HaloTag labeling

HaloTag Labeling in Yeast

This protocol describes how to label a HaloTag fusion protein in yeast cells for confocal microscopy.

Labeling is best performed in drug-sensitive pdr1∆ pdr3∆ cells, although it might work under some conditions in wild-type cells.

Treatment of coverglass-bottom dish (MatTek P35G-0.170-14-C) with Concanavalin A (ConA)

Thaw an aliquot of 2 mg/ml ConA (in H₂O, Sigma C-2010, kept at -80°C in 500 μl aliquots). Vortex the solution, and centrifuge at 15,000xg for 5 min to precipitate any undissolved ConA. Pipette 250 μl of ConA solution onto the dish coverslip, let it stand for 15 min, remove the ConA, wash with 1 ml pure H₂O, and allow the dish to dry well before attempting to attach cells. Same day ConA-treated dishes work best.

HaloTag labeling

Stock of the dye: 1 mM JFX₆₄₆- or JFX₆₅₀-HaloTag ligand (Janelia dyes, obtained from Luke Lavis) in anhydrous DMSO (Invitrogen D12345), stored in 1 μl aliquots at -80°C protected from light.

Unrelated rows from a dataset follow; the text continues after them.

PR #915, opened 2023-02-24
feat(gateway-types/class_hash): add class hash calculation for Sierra classes

### LINKED ISSUE #903: Parse sierra classes

kkovaacs:
This PR adds class hash calculation code for Sierra classes.

Class hash calculation now first parses the JSON blob to decide if it's a Cairo or a Sierra class definition and then calls the appropriate class hash calculation function.

Sierra class hash calculation is significantly simpler than for Cairo classes, since it does _not_ involve serializing JSON and calculating hashes for the JSON output. Instead, ABI is handled as a string and all other relevant parts of the class definition are transformed into Felts and hashed using Poseidon.

For reference see [the documentation](https://docs.starknet.io/documentation/architecture_and_concepts/Contracts/class-hash/) and the [Cairo implementation](https://github.com/starkware-libs/cairo-lang/blob/12ca9e91bbdc8a423c63280949c7e34382792067/src/starkware/starknet/core/os/contract_class/contract_class.cairo#L42).

Closes #903 #904


CHr15F0x:
LGTM, will re-review once not a draft anymore

crates/gateway-types/src/class_hash.rs
```diff
@@ -231,6 +280,76 @@ fn compute_class_hash0(mut contract_definition: json::ContractDefinition<'_>) ->
...
+    if contract_definition.contract_class_version != "0.1.0" {
+        anyhow::bail!("Unsupported Sierra class version");
+    }
+
+    let mut hash = PoseidonHasher::default();
+
+    const SIERRA_VERSION: Felt = felt_bytes!(b"CONTRACT_CLASS_V0.1.0");
+    hash.write(SIERRA_VERSION.into());
+
+    // It is important process the different entrypoint hashchains in correct order.
```
CHr15F0x, line 308: nit, line 174 (223) too

```suggestion
    // It is important to process the different entrypoint hashchains in correct order.
```

CHr15F0x (approved):
LGTM :+1:

crates/gateway-types/src/class_hash.rs
kkovaacs: Thanks, done.

PR #916, opened 2023-02-24
feat(storage/contract): remove abi and bytecode from contract_code

kkovaacs:
Turns out we don't really use these fields anymore. We still need to keep some legacy code around for old migration steps, though, including the `extract_abi_code_hash` function...

Fixes: #905


CHr15F0x (approved):
LGTM

crates/gateway-types/src/class_hash.rs
```diff
@@ -48,6 +57,9 @@ fn parse_contract_definition(
 
 /// Sibling functionality to only [`compute_class_hash`], returning also the ABI, and bytecode
 /// parts as json bytes.
+///
+/// NOTE: This function is deprecated. We no longer stora ABI and bytecode in the database,
```
CHr15F0x, line 61: nit: just a typo

```suggestion
/// NOTE: This function is deprecated. We no longer store ABI and bytecode in the database,
```

CHr15F0x (approved):
LGTM :+1:

crates/gateway-types/src/class_hash.rs
kkovaacs: Fixed, thanks!

CHr15F0x (approved):

Issue #899, opened 2023-02-21
handle new state updates


CHr15F0x:
As described [here](https://docs.starknet.io/documentation/starknet_versions/upcoming_versions/#feeder_gateway)

TL;DR
- handle `replaced_classes`, ie. update the mapping `contract_address -> class_hash`
- `declared_classes` contains a mapping of new sierra class hashes vs their casm class hashes
- `old_declared_classes` is the former `declared_classes` which contains hashes of new cairo v0 declared classes

kkovaacs:
I think this needs even more changes:

- We need to be able to track contract_address -> class_hash for any point in time, this needs storage changes.
- When applying state updates we'll need to take care of replaced classes since class replacement changes the state commitment for a contract.

CHr15F0x:
Handling an equivalent of `l2::Event::NewContract` for a sierra class means that this task depends on #905

Mirko-von-Leipzig:
I think this issue can now be closed?

kkovaacs:
I  think yes, we have implemented this.

PR #917, opened 2023-02-24
update state update structure to 0.11

CHr15F0x:
Depends on #916 and in consequence on #915 . To be used as base for #899 .


crates/gateway-types/src/reply.rs
```diff
@@ -679,10 +679,12 @@ pub mod state_update {
         pub old_declared_classes: Vec<ClassHash>,
```
kkovaacs, line 679: This should be called `old_declared_contracts`. Tested with https://external.integration.starknet.io/feeder_gateway/get_state_update?blockHash=0x067D24961077DE7A1F49B6B1DA78903EE80217662D026C155E14D7ABEDC04034

I think we should add proper fixtures and tests for this change. I suggest state updates for integration blocks 283363 (for `declared_classes`) and 283428 (for `replaced_classes`).

crates/rpc/src/v02/method/get_state_update.rs
```diff
@@ -124,13 +124,15 @@ mod types {
     pub struct StateDiff {
         pub storage_diffs: Vec<StorageDiff>,
         #[serde_as(as = "Vec<RpcFelt>")]
-        pub declared_contract_hashes: Vec<ClassHash>,
+        pub deprecated_declared_contract_hashes: Vec<ClassHash>,
+        pub declared_contract_hashes: Vec<DeclaredClass>,
```
kkovaacs, line 128: Hmm, isn't this breaking our v02 JSON-RPC API?

crates/storage/src/types.rs
```diff
@@ -62,9 +63,15 @@ pub mod state_update {
...
     pub struct StateDiff {
         pub storage_diffs: Vec<StorageDiff>,
-        pub declared_contracts: Vec<DeclaredContract>,
+        /// Refers to Declare V0 & V1 txns, these contain Cairo classes
+        pub declared_contracts: Vec<DeclaredCairoClass>,
+        /// Refers to pre-Starknet-0.11.0 Deploy txns
         pub deployed_contracts: Vec<DeployedContract>,
         pub nonces: Vec<Nonce>,
+        /// Refers to Declare V2 txns, these contain Sierra classes
+        pub declared_sierra_classes: Vec<DeclaredSierraClass>,
```
kkovaacs, line 72: I think we need `#[serde(default)]` here otherwise loading old state updates from storage would fail?

crates/storage/src/types.rs
```diff
@@ -62,9 +63,15 @@ pub mod state_update {
...
+        /// Replaced classes, introduced in Starknet 0.11.0
+        pub replaced_classes: Vec<ReplacedClass>,
```
kkovaacs, line 74: And this also should be defaulted IMO.

crates/rpc/src/v02/method/get_state_update.rs
CHr15F0x: It's the same situation as declare v2, either 0.2.1 is updated to 0.2.2 to accommodate 0.11 changes or we have to divert from the spec to be able to handle latest state.

kkovaacs: Not quite the same: this changes the output even for _old_ state updates, making it an incompatible change.

Can't we just keep the old behaviour and _not_ do the rename and not add the new field?

kkovaacs (approved):
Apart from that potentially not-needed-anymore state update fixture this LGTM.

crates/gateway-types/src/reply.rs
kkovaacs: Sorry, I've just realized that it's block 283364 that contains a class in `declared_classes`...

kkovaacs:
I've rebased this branch on top of the updated target branch to fix conflicts and added state update for integration block 283364 as a test fixture instead of 283363.

crates/gateway-types/src/reply.rs
```diff
@@ -856,7 +874,10 @@ mod tests {
             serde_json::from_str::<StateUpdate>(v0_9_1::state_update::GENESIS).unwrap();
             serde_json::from_str::<StateUpdate>(v0_9_1::state_update::PENDING).unwrap();
             // This is from integration starknet_version 0.10 and contains the new nonces field.
-            serde_json::from_str::<StateUpdate>(integration::state_update::NUMBER_216572).unwrap();
```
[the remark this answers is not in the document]
kkovaacs: I've removed this fixture.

1. Grow an overnight 5 ml yeast culture to log phase in microscopy medium (we use our custom Nonfluorescent Synthetic Dextrose medium = NSD, but regular SD should also work) in a 50 ml baffled flask at 23°C, shaking at 200 rpm. Aim for an OD of 0.5-0.6.
2. When ready to start labeling, add 1 μl of the JFX-HaloTag ligand to 300 μl fresh microscopy medium and mix well by pipetting and vortexing. Remove any precipitate by centrifugation at 15,000xg for 5 min.
3. Add 300 μl of the centrifuged ligand-containing medium to 700 μl of yeast culture in a 15 ml culture tube, yielding a final dye concentra;on of 1 µM^*1. Mix by vortexing briefly. Incubate for 45 min to 1 h^*2 at 23°C, shaking at 200 rpm and protected from light.
4. Remove the excess dye by filtration through a 0.22 µm filter (Millipore Sigma, Millex-GV, SLGV013SL) using a syringe (BD, 3 ml Luer-Lok syringe, 309657). Wash the cells that remain on the filter 1-2 times^*3 by passing 3 ml of fresh culture medium through the filter.
5. Resuspend the cells from the filter by carefully pipetting 125 µl of medium up and down on the filter several times. Repeat with a second aliquot of 125 µl microscopy medium and combine the two aliquots of resuspended cells.
6. Place the cell suspension onto a ConA-coated coverglass-bottom dish. Wait 5–10 min. Remove the cells that were not attached, wash gently with 1 ml microscopy medium, and add 2.0–2.5 ml microscopy medium to the dish. Then proceed with the microscopy^{*4, 5}.

^*1 Using double the concentration (2 μM final) may improve labeling.

^*2 30 min can work but longer incubations may improve labeling.

^*3 If necessary, washing can be avoided without major compromise in the signal-to-background ratio. This effect might be due to the equilibrium between the colorless, nonfluorescent, “closed” lactone form and the colored, fluorescent, “open” zwitterionic form of the dye in aqueous solution. For example, JF_646-HaloTag ligand shows a 21-fold increase in absorbance when bound to the HaloTag protein (see Grimm et al, Nature Methods, 2017; DOI: 10.1038/NMETH.4403).

^*4 For optimal imaging, observe the cells immediately after labeling and for up to an hour after washing out the dye. Prolonged incubation without the dye may result in a decline of labeled HaloTag due to protein turnover.

^*5 JFX₆₄₆/JFX₆₅₀-HaloTag-labeled fusion proteins can be observed by fluorescence microscopy using a 640 nm excitation laser and a 650–750 nm collection window. We use a HyDX detector with a Stellaris Falcon 8 confocal, using photon counting mode and a 0.6–8 gating.